# [ASSIGNED TASK]
Reading the records beneath this task, work out how many lines contain the word "setRate" and reply with only that number.

________________

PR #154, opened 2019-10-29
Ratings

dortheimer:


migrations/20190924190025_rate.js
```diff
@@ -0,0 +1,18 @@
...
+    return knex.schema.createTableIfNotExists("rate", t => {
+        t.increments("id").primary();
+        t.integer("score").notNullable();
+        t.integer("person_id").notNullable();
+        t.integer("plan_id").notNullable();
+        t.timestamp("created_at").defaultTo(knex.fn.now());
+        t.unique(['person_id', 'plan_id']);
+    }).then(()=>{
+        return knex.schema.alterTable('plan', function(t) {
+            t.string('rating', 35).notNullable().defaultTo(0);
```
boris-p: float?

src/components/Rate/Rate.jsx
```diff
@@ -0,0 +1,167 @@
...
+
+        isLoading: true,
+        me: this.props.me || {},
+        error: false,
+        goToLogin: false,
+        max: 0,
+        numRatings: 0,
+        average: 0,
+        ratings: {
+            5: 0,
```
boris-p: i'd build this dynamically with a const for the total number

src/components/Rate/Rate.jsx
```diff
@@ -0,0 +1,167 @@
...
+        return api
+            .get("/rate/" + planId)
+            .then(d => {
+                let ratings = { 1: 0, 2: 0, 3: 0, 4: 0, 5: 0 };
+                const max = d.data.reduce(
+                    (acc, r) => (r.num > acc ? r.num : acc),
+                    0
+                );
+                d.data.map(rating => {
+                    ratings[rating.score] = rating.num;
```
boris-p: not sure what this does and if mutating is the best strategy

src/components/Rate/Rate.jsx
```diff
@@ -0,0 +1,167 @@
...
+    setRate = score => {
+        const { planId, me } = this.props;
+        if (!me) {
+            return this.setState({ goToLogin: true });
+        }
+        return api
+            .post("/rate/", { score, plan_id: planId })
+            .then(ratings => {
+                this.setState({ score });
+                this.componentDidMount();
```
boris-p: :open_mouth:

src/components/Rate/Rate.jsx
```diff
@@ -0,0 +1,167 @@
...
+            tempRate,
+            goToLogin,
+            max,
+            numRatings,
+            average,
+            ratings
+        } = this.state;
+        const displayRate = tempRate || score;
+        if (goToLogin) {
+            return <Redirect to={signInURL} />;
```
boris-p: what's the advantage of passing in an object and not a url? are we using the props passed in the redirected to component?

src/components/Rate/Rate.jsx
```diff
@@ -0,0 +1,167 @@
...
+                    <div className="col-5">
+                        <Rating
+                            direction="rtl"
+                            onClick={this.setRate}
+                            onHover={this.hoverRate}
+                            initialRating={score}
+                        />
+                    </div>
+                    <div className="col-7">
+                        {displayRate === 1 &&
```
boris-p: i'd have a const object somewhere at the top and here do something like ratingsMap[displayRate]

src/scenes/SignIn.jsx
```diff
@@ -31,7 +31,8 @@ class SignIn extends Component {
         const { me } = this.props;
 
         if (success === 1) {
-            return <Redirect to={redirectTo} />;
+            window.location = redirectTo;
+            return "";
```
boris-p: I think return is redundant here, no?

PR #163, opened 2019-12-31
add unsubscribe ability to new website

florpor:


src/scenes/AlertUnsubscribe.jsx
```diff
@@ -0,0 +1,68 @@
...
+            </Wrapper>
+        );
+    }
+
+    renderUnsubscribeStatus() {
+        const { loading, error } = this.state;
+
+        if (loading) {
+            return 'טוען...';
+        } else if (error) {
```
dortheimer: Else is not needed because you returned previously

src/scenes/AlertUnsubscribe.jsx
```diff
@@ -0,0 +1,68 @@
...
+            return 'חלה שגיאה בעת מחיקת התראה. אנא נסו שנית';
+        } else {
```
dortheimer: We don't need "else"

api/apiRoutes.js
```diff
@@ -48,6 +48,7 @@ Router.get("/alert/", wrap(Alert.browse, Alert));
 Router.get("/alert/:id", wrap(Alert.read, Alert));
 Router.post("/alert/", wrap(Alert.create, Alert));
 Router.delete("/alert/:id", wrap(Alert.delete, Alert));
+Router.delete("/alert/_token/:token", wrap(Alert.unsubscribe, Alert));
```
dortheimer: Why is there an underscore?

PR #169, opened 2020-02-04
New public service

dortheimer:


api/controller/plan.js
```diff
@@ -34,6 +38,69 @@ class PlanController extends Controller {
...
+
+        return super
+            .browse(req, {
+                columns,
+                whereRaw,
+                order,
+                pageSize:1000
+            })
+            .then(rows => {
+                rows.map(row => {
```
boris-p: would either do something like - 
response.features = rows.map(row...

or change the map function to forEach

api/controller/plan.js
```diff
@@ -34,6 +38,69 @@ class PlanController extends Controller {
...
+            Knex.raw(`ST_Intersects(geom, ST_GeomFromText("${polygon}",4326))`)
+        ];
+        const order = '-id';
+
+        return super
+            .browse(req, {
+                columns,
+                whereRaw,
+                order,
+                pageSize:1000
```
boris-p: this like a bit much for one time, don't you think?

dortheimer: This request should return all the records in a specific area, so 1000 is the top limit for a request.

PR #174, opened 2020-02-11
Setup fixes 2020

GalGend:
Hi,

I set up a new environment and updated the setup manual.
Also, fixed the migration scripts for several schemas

________________

# [ANSWER SPACE]
2